РУСЛАН НАНАВА: «РАБОТА С КЛАССИКОЙ – ЭТО ПОГРУЖЕНИЕ»

16, 17 декабря и 11, 25 января на большой сцене Театра на Васильевском состоится премьера спектакля «Горе от ума». Режиссер спектакля Руслан Нанава в интервью арт-журналу ОКОЛО – о своем отношении к знаменитой комедии Грибоедова, особенностях постановочного процесса, и о том, что увидят зрители на сцене.

Руслан, чем обусловлен выбор материала для вашей постановки?

«Горе от ума» – такое глобальное классическое произведение, своего рода музейный экспонат. Нам интересно разобраться, чем оно актуально в современном контексте, насколько вообще эта пьеса близка современному зрителю. Классика – это всегда колоссальная проверка временем. Мне интересно ощутить, прощупать этот материал через призму, возможно, субъективной, но существующей сегодня реальности. Мне как раз интересна в данном случае не «музейная» ценность текста и сюжета, а сама суть, какой она сохранилась до наших дней.
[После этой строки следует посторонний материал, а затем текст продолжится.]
PR #2951, opened 2023-04-29
end-to-end tests could use external DNS and real authn

davepacheco:
Building on #2943, this updates the end-to-end tests to use the external DNS server to locate Nexus.  They also now use password-based authn using the user created during rack setup, just as a customer will do.  (Previously the tests used "spoof" authn with the built-in "test-privileged" user.)

Depends on #2943.


end-to-end-tests/src/helpers/ctx.rs
```diff
@@ -54,24 +64,16 @@ impl Context {
...
-        .timeout(Duration::from_secs(60))
-        .build()?;
-    Ok(Client::new_with_client(&get_base_url(), client))
+fn rss_config() -> Result<SetupServiceConfig> {
+    toml::from_str(RSS_CONFIG_STR)
+        .with_context(|| format!("parsing {:?} as TOML", RSS_CONFIG_PATH))
 }
 
-pub fn nexus_addr() -> SocketAddr {
+pub async fn nexus_addr() -> SocketAddr {
```
luqmana, line 76: Could make this an `anyhow::Result<SocketAddr>` to replace all the `unwrap`'s w/ ?

end-to-end-tests/src/helpers/ctx.rs
```diff
@@ -84,32 +86,168 @@ pub fn nexus_addr() -> SocketAddr {
...
+    .await
+    .unwrap_or_else(|e| panic!("failed to get Nexus addr: {}", e))
 }
 
-fn get_base_url() -> String {
+async fn get_base_url() -> String {
     // Check $OXIDE_HOST first.
     if let Ok(host) = std::env::var("OXIDE_HOST") {
         return host;
     }
```
luqmana, line 165: Remove this since `nexus_addr` seems to be checking it already?

end-to-end-tests/src/helpers/ctx.rs
```diff
@@ -84,32 +86,168 @@ pub fn nexus_addr() -> SocketAddr {
...
+    .await
+    .context("logging in")?;
+
+    let session_cookie = response
+        .headers()
+        .get(http::header::SET_COOKIE)
+        .ok_or_else(|| anyhow!("expected session cookie after login"))?
+        .to_str()
+        .context("expected session cookie token to be a string")?;
+    let (session_token, rest) = session_cookie.split_once("; ").unwrap();
```
luqmana, line 237: Can be a follow up but would be nice if `oxide_client` wrapped some of this up.

end-to-end-tests/src/helpers/ctx.rs
```diff
@@ -84,32 +86,168 @@ pub fn nexus_addr() -> SocketAddr {
...
+        .redirect(reqwest::redirect::Policy::none())
+        .timeout(Duration::from_secs(60))
+        .build()?;
+    let login_url = format!("{}/login/{}/local", base_url, silo_name);
+
+    // By the time we get here, we generally would have successfully resolved
+    // Nexus's external IP address from the external DNS server.  So we'd
+    // expect Nexus to be up.  But that's not necessarily true: external DNS can
+    // be set up during rack initialization, before Nexus has opened its
+    // external listening socket.  This is arguably a bug, advertising a service
```
luqmana, line 201: Should we create an issue to track that? I know the rack/service initialization process could still use some polish.

end-to-end-tests/src/helpers/ctx.rs
```diff
@@ -1,13 +1,23 @@
...
-use std::path::Path;
 use std::time::Duration;
+use trust_dns_resolver::config::{
+    NameServerConfig, Protocol, ResolverConfig, ResolverOpts,
+};
+use trust_dns_resolver::error::ResolveErrorKind;
+use trust_dns_resolver::TokioAsyncResolver;
+
+const RSS_CONFIG_PATH: &str =
+    "../../../smf/sled-agent/non-gimlet/config-rss.toml";
```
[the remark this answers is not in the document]
davepacheco: Done in the latest commits.  (There still needs to be a ".." because CARGO_MANIFEST_DIR is at "end-to-end-tests" relative to the workspace root.)

end-to-end-tests/src/helpers/ctx.rs
davepacheco: Done in the latest commits.

end-to-end-tests/src/helpers/ctx.rs
davepacheco: I think this was true before as well.  I went ahead and made this change though.

end-to-end-tests/src/helpers/ctx.rs
davepacheco: Yeah, fair question.  At first I thought you meant the progenitor client, where the plan is sort of uncertain (see oxidecomputer/progenitor#451), but I think you meant the oxide_client workspace crate, where we could definitely put something like this.

I'm not clear how reasonable an idea it is to use the login endpoint in this way (and that's part of the uncertainty around having progenitor support it).  In a real system we really expect people to use the console to log in and use a device authn token for programmatic access.  I think it's just automated rack setup where we can't do that.  So I think I'll hold off for now.

end-to-end-tests/src/helpers/ctx.rs
davepacheco: You mean to track the behavior that Nexus publishes its addresses to DNS before it's opened its listening socket?  I'm  not clear that's a bug but I'm happy to file an issue to document it and/or have that discussion.

luqmana (approved):
Thanks!

end-to-end-tests/src/helpers/ctx.rs
luqmana: If the expectation is that we should only be adding the DNS records once the service is up then seems we should have an issue tracking that

Issue #725, opened 2022-03-07
[sled-agent] Re-construct Zone management state within sled agent after reboot


smklein:
Note: This issue tracks a follow-up from https://github.com/oxidecomputer/omicron/pull/686

### Problem

Sled Agent should re-initialize in-memory state for managing Zones on boot, including:
- Identifying Omicron-owned zones
- Identifying their VNICs and other attached devices
- Creating in-memory structures to accurately represent their state (e.g. "RunningZone") such that they can be handled within the context of other Zones, and cleaned up accordingly.

### Current workaround

As the Sled Agent "deletes all zones on initialization", we can punt on this issue slightly.

### When this'll be a bigger problem

If we want to cope with Sled Agent itself crashing (without taking out all other software on the sled), this issue will become blocking.

bnaecker:
This issue also needs to expand to include recovering the data links used for guest instances. These are currently the `xde` devices, plus VNICs over them (required by the Viona virtio-net driver).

«Горе от ума» включено в школьную программу 9го класса. Как вы относитесь к необходимости перечитывать произведения подобного масштаба в более зрелом возрасте, переосмысливая их?

Любую классику стоит перечитывать несколько раз. «Горе от ума» – не исключение. Во-первых, это действительно сложный для понимания сегодняшним читателем текст. А между тем, в пьесе немало моментов, несомненно, вызывающих яркие эмоции. Их важно верно считать, уловить, прочувствовать. С моим восьмилетним сыном мы читали «Горе от ума» именно потому, что в нем много смешных моментов, замечательных рифм. Каждый возраст открывает в пьесе что-то свое. Я считаю, что в беглом школьном чтении Грибоедова есть опасность формирования неверного отношения к произведению. А оно ведь не из тех, что «для галочки» – прочитал и забыл. На самом деле, чтобы его понять и постичь, к нему обязательно нужно вернуться, став старше. Открытие новых смыслов произойдет в зависимости от того, каким стало наше мировоззрение, понимание законов жизни, правил игры в социуме.
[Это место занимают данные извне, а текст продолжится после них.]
Issue #727, opened 2022-03-07
[sled-agent] Initialize multi-node CockroachDB, rather than single-node


smklein:
Note: This issue tracks a follow-up from https://github.com/oxidecomputer/omicron/pull/686

CockroachDB is initialized using "start-single-node" instead of "start".

This works for testing, but is obviously not representative of an actual production-ready rack. We should ensure that CRDB instances can be initialized / booted jointly, across multiple nodes.

smklein:
As an FYI for whoever picks this up - maybe future me - CRDB is picky about the clocks of all nodes being in sync. This will require clock synchronization between nodes, likely via NTP or some equivalent.

davepacheco:
Yeah, I recommend we use chrony for this.  When I was testing CockroachDB in late 2020, I found that the stock illumos ntpd was not even close to good enough to keep clocks in sync.  CockroachDB expects something like 250ms of drift.  After a few days or a few VM restarts in AWS, it was common for the clocks to drift further than this.  After setting up crony (which was pretty straightforward), the clocks were generally within 1ms (as measured by CockroachDB).

There are open questions about what we'd point any NTP server at.  RFD 34 remains open.

smklein:
Blocked on https://github.com/oxidecomputer/omicron/issues/2219

Issue #2122, opened 2023-01-09
Populate `/etc` for zones


smklein:
- [ ] [/etc/hosts](https://github.com/oxidecomputer/omicron/issues/1388)
- [ ] /etc/resolv.conf - transfer information about nameservers to zones, rather than having zones infer information from the /48 subnet

luqmana:
What's the split for things hardcoded into `/etc/hosts` vs resolved using internal DNS listed in `/etc/resolv.conf`?

smklein:
Good question, I dunno.

luqmana:
Ok, [RFD 248](https://rfd.shared.oxide.computer/rfd/248) was the one I was thinking of and based on that it seems for the most part we'd want things to resolve via DNS.

jclulow:
It is generally good UNIX hygiene to map whatever the system's name is (as seen via `hostname` or `uname -n`) to some IP interface on the local system via `/etc/inet/hosts`.  This could just be `::1` and `127.0.0.1` though, at which point the file could be essentially static.

I would do everything else through DNS.

leftwo:
From https://github.com/oxidecomputer/rfd/tree/0206/rfd/0206/#41-how-do-you-find-the-dns-servers
The DNS server I.P. can be determined/calculated using the address of the system/zone that needs it.

Do we want to put that into `/etc/resolv.conf` for a zone when it is created?

smklein:
> From https://github.com/oxidecomputer/rfd/tree/0206/rfd/0206/#41-how-do-you-find-the-dns-servers The DNS server I.P. can be determined/calculated using the address of the system/zone that needs it.
> 
> Do we want to put that into `/etc/resolv.conf` for a zone when it is created?

This seems like the right call - as far as I understand it, adding the `resolv.conf` server basically just short-cuts some of the manual address calculation that a zone would need to do, by providing the address of the nameserver up-front.

jclulow:
I'm not sure of the ordering of startup here.  It seems like it would be possible that at least some zones (and certainly the global zone) to start prior to our knowing what the local `/48` actually is.  We might need a service on each system (or, at least, on a subset of systems) that waits for the prefix to appear and then updates the file?

citrus-it:
[...]

PR #2954, opened 2023-04-30
[sled-agent] Separate CockroachDB "start" from CockroachDB "init"

smklein:
This is a necessary part of https://github.com/oxidecomputer/omicron/issues/727

## History

- Previously, CockroachDB was initialized via https://www.cockroachlabs.com/docs/stable/cockroach-start-single-node.html
- Additionally, the CRDB tables were explicitly initialized via a request to run `sql` using `dbinit.sql`
- This was historically done on CRDB datasets immediately when they were initialized - see: https://github.com/oxidecomputer/omicron/blob/9f31e37445f6d94c7277550e8048f09f5db61179/sled-agent/src/storage_manager.rs#L372-L394 
- In https://github.com/oxidecomputer/omicron/pull/2946 this was changed to just "unconditionally format during zone initialization", which is wrong, but was a holdover for...

## This PR

- Makes CRDB initialization an explicit endpoint. After booting, the CRDB zone only runs https://www.cockroachlabs.com/docs/stable/cockroach-start.html 
- ... but the all CRDB nodes can be started using https://www.cockroachlabs.com/docs/stable/cockroach-init.html , which is invoked by RSS.
- To pull this off, RSS invokes a new `POST /cockroachdb_init` endpoint exposed by the sled agent.


davepacheco:
I've taken on this PR.  The biggest change I've made so far here is that previously, when provisioning a CockroachDB zone, Sled Agent would look up the Cockroach service in DNS, take the addresses it found, and write those into SMF properties.  Then the start method would pull those out and use those as the "join" addresses so that Cockroach can find the other nodes in its cluster.  The problem with this is that there's nothing to keep those addresses in sync with what's in DNS (which is the source of truth about who's in the cluster).  Instead, I've added some code to configure DNS in the CockroachDB zones (using the dns/install SMF service provided by illumos, which I didn't previously know about!) and then use that in the start method to locate the CockroachDB nodes.

It's worth mentioning explicitly that we've designed internal DNS to be able to start without any external runtime dependencies, including CockroachDB (see RFD 248), which means that using DNS here should not cause a problem for cold boot.  As I write this, though, I realize that using `dig` from the start method like I'm currently doing probably isn't going to cut it.  We need something that will keep retrying until it succeeds in case it takes a little while for internal-DNS to come up.

There's another bit of this I'm a little worried about, which is exposing an API in sled agent to initialize the CockroachDB cluster.  That seems a little dangerous and also overkill since we only ever intend to do this once, and only before the control plane is initialized.  I considered changing this to instead have RSS pass configuration to an SMF service which would do this.  The problem is that there's not a great way to propagate success/failure information back to RSS so that it can decide whether to proceed (or, I guess, burn down the world and try again).  I'm going to defer fixing this for now because we really need to start playing with multi-node CockroachDB.

sled-agent/src/services.rs
```diff
@@ -1074,6 +1085,40 @@ impl ServiceManager {
...
+                // zone with the list of DNS nameservers.  This will cause
+                // /etc/resolv.conf to be populated inside the zone.  To do
+                // this, we need the full list of nameservers.  Fortunately, the
+                // nameservers provide a DNS name for the full list of
+                // nameservers.
+                //
+                // Note that when we configure the dns/install service, we're
+                // supplying values for an existing property group on the SMF
+                // *service*.  We're not creating a new property group, nor are
+                // we configuring a property group on the instance.t by default.
```
smklein, line 1099:
```suggestion
                // we configuring a property group on the instance by default.
```

smf/cockroachdb/method_script.sh
```diff
@@ -21,10 +21,24 @@ ipadm show-addr "$DATALINK/ll" || ipadm create-addr -t -T addrconf "$DATALINK/ll
 ipadm show-addr "$DATALINK/omicron6"  || ipadm create-addr -t -T static -a "$LISTEN_ADDR" "$DATALINK/omicron6"
 route get -inet6 default -inet6 "$GATEWAY" || route add -inet6 default -inet6 "$GATEWAY"
 
+# We need to tell CockroachDB the DNS names or IP addresses of the other nodes
+# in the cluster.  Look these up in internal DNS.  Per the recommendations in
+# the CockroachDB docs, we choose at most five addresses.  Providing more
+# addresses just increases the time for the cluster to stabilize.
+JOIN_ADDRS="$(/opt/oxide/internal-dns-cli/bin/dnswait cockroach \
+    | head -n 5 \
+    | tr '\n' ,)"
```
smklein, line 30: Nice, I like this solution. Thanks for fitting everything into the "self-assembling zone" approach -- it's neat that we can now refresh all our service info by simply restarting the CRDB service.

sled-agent/src/http_entrypoints.rs
```diff
@@ -226,6 +227,19 @@ async fn filesystem_put(
...
+    path = "/cockroachdb",
+}]
+async fn cockroachdb_init(
+    rqctx: RequestContext<SledAgent>,
+) -> Result<HttpResponseUpdatedNoContent, HttpError> {
+    let sa = rqctx.context();
+    sa.cockroachdb_initialize().await?;
+    Ok(HttpResponseUpdatedNoContent())
+}
+
```
smklein, line 242: Agreed with your comment that "this is sketchy, and it would be cool to not have it".

It seems like it could also be possible to have the method script auto-initialize the DB if it's empty, but that seems like it could raise other problems.

All that said, this approach is probably good enough to last a while.

sled-agent/src/services.rs
```diff
@@ -1074,6 +1085,40 @@ impl ServiceManager {
                 let Some(info) = self.inner.sled_info.get() else {
                     return Err(Error::SledAgentNotReady);
                 };
+
+                // We want to configure the dns/install SMF service inside the
```
smklein, line 1089: Should we pull this out into a separate method? I'd be shocked if this was the only service for which we wanted to populate `/etc/resolv.conf`.

(I mean, arguably, shouldn't we populate basically all our services with `/etc/resolv.conf`?)

internal-dns-cli/src/bin/dnswait.rs
```diff
@@ -0,0 +1,98 @@
+// This Source Code Form is subject to the terms of the Mozilla Public
```
smklein, line 1: Just to make sure I'm clear - the main reason for using this instead of `dig +short <name>` is the timeout?

smklein (commented):
I can't approve this because technically it's my PR, but I do approve! This looks great!

sled-agent/src/services.rs
davepacheco: Thanks.  Fixed.

sled-agent/src/services.rs
davepacheco: I do think we should do this, but it's more complicated to use it:
https://github.com/oxidecomputer/omicron/issues/2122#issuecomment-1611870486

so I'd like to defer it for now.

internal-dns-cli/src/bin/dnswait.rs
davepacheco: Yeah, I had `dig` at first, but I realized it will only try a handful of times and only wait a few seconds, _and_ you can't tell from its exit status that it's failed.  I needed something that's going to retry an arbitrary number of times, waits until it finds some results, too, and if it's going to fail, fails clearly.

davepacheco:
I've gone ahead and enabled auto-merge: however one accounts this, @smklein both worked on this and both reviewed it.

internal-dns-cli/src/bin/dnswait.rs
smklein: Not for this PR, but maybe it makes sense to move this utility into the omicron-brand zone alongside some of the other network setup that might be more general? Seems a bit like a pain-in-the-butt to manually package it into each zone that could need it

davepacheco (approved):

Руслан, вы сказали сакраментальное слово «социум». «Горе от ума» вы ставите как социальную драму или больше как любовную трагедию? Какая из линий в вашем спектакле ведущая?

Мы подходим к этому произведению с обеих сторон. И со стороны социальной – комедийной и драматической, и любовной по лирической линии, которая действительно занимает там очень важное место. Такая попытка объять материал, конечно, усложняет задачу, потому что, если развивать одну линию, все становится проще и понятнее, а вот совместить все линии так, чтобы получилось полноценное исчерпывающее высказывание, – задача иного уровня.
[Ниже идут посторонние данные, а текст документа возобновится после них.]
Issue #732, opened 2022-03-07
[rss][nexus][sled-agent] Responsibility for deploying services should (where possible) migrate into Nexus


smklein:
At the time of writing, https://github.com/oxidecomputer/omicron/pull/686 introduces the first usage of the "RSS", which makes requests to sled agent to create datasets/services.

Aside from the datasets necessary for initializing Nexus (that is, Nexus itself and CRDB), these service requests should be handled by Nexus "as much as possible" instead of the RSS.

Many operations can trigger a need to request these services partitions:
- Initializing a new sled
- Adjusting service location to maintain availability while turning down an old sled
- Adjusting capacity to serve request load
- Etc

All these conditions are ongoing, and best handled by Nexus, which maintains a "global" view of the rack and exists beyond initialization.

Fortunately, the APIs defined by the Sled Agent should (more-or-less) remain the same - this issue just addresses the matter of "who calls them".

- [ ] Datasets
  - [x] Nexus should have RPW for provisioning CockroachDB 
  - [ ] Nexus should have RPW for provisioning Clickhouse 
  - [ ] Nexus should have RPW for provisioning Crucible 
- [ ] Services
  - [x] Nexus should have RPW for provisioning Nexus 
  - [ ] Nexus should have RPW for provisioning Internal DNS 
  - [ ] Nexus should have RPW for provisioning External DNS 
  - [ ] Nexus should have RPW for provisioning Oximeter
  - [ ] Nexus should have RPW for provisioning Crucible Pantry
- [x] Housekeeping
  - [x] #2977
    - [x] This generation number should be stored in the on-M.2 ledger for services
  - [x] #2978
    - [x] This generation number should be stored in the on-M.2 ledger for datasets

davepacheco:
> Aside from the datasets necessary for initializing Nexus (that is, Nexus itself and CRDB), these service requests should be handled by Nexus "as much as possible" instead of the RSS.

> Many operations can trigger a need to request these services partitions:

There are two things that might be meant by this issue:

- "Nexus should be able to invoke these various requests for the use cases that it's responsible for (e.g., adding a new sled)."  This covers all the examples listed in the description above.  This part has been done for a while now.
- "RSS should _not_ invoke these requests for anything that Nexus _could_ do (i.e., we should have RSS just provision NTP, DNS, Cockroach, and Nexus and let Nexus provision the rest)."  This is _not_ done but I think we should file a separate issue for this if/when we get serious about doing that.

So I'm going to close this one.

PR #2956, opened 2023-04-30
Provision multiple CRDB nodes, if multiple sleds exist

smklein:
This PR bumps the count of "attempted CRDB provisions" across sleds from one to three. Note that if only one sled is requested through RSS, we continue to initialize with a single CRDB node.

https://github.com/oxidecomputer/omicron/issues/732 will need to provide an auxiliary solution to ensure that this number of CRDB instances continues to be deployed, but this is a start.

Fixes https://github.com/oxidecomputer/omicron/issues/727


smklein:
Closing in favor of https://github.com/oxidecomputer/omicron/pull/3450

PR #2976, opened 2023-05-01
[sled-agent] Allow synthetic disks to be used as M.2s and U.2s.

smklein:
This fixes a bug where the internal zpools created by `./tools/create_virtual_hardware.sh` were ignored by the sled agent - this utility is used in other locations to access "m.2 datasets".


smklein:
Found this while debugging https://github.com/oxidecomputer/omicron/pull/2972 , figured I'd split it off to its own PR

andrewjstone (approved):
Thanks!

PR #2979, opened 2023-05-01
[sql] Add a constraint that sled baseboard info is unique

smklein:


zephraph (approved):

zephraph:
Looks great. I've also added https://github.com/oxidecomputer/omicron/issues/2984 as a follow up to the conversation we had.

PR #2981, opened 2023-05-02
Remove remaining bits of OPTE External IP hack.

luqmana:
Pull in updated OPTE and with that get rid of remaining bits of this hack!


tools/create_virtual_hardware.sh
```diff
@@ -138,21 +138,7 @@ function enable_softnpu {
...
-
-    grep "ext_ip_hack = 0;" /kernel/drv/xde.conf || {
-        echo "failed to disable ext_ip_hack"
-        exit 1
-    }
-    success "ext_ip_hack disabled"
-}
-
 ensure_run_as_root
-ensure_ext_ip_hack_disabled
```
internet-diglett, line 155: This function ensures that on any machine that is being upgraded from an older version of Omicron (pre-OPTE) that the hack gets disabled. I don't know if there are still machines / environments out there with the hack, but maybe we want to leave this here until we know for sure that there aren't any opte-hacked users still around?

internet-diglett (approved):
Left one comment, otherwise LGTM!

tools/create_virtual_hardware.sh
luqmana: Well the `ext_ip_hack` config should no longer exist once they upgrade to this newer xde build.

internet-diglett: Ah, so it won't even look for the value anymore. Perfect!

С художником-сценографом Николаем Слободяником вы делаете уже не первый спектакль. Декорация этого спектакля обещает быть такой же захватывающей и неординарной, как и в ваших предыдущих совместных постановках?

Планируется большая декорация, будет три этажа, четырнадцать окон, стена и гигантские золотые ворота. Должна получиться очень эффектная картинка, которая, как мы надеемся, будет рождать разнообразие ассоциаций и образов у зрителей. Потому что это пространство в зависимости от ситуации, от той или иной сцены будет менять свое значение.

Сама декорация предусматривает распределение мизансцен вертикально – в высоту, это, конечно, накладывало отпечаток на работу в репетиционном зале. Мы старались вообразить и увидеть, что партнер, стоящий напротив тебя, на самом деле сейчас на высоте десяти метров, примерно на уровне третьего этажа. Когда вышли на сцену, многое поменялось, сместились акценты за счет изменения мизансцен. Кроме того, этот спектакль очень густонаселенный. Во втором акте на сцене – почти тридцать человек.

В вашем спектакле роль Фамусова играет замечательный артист Сергей Паршин. Насколько интересно и сложно работать с артистом такого масштаба?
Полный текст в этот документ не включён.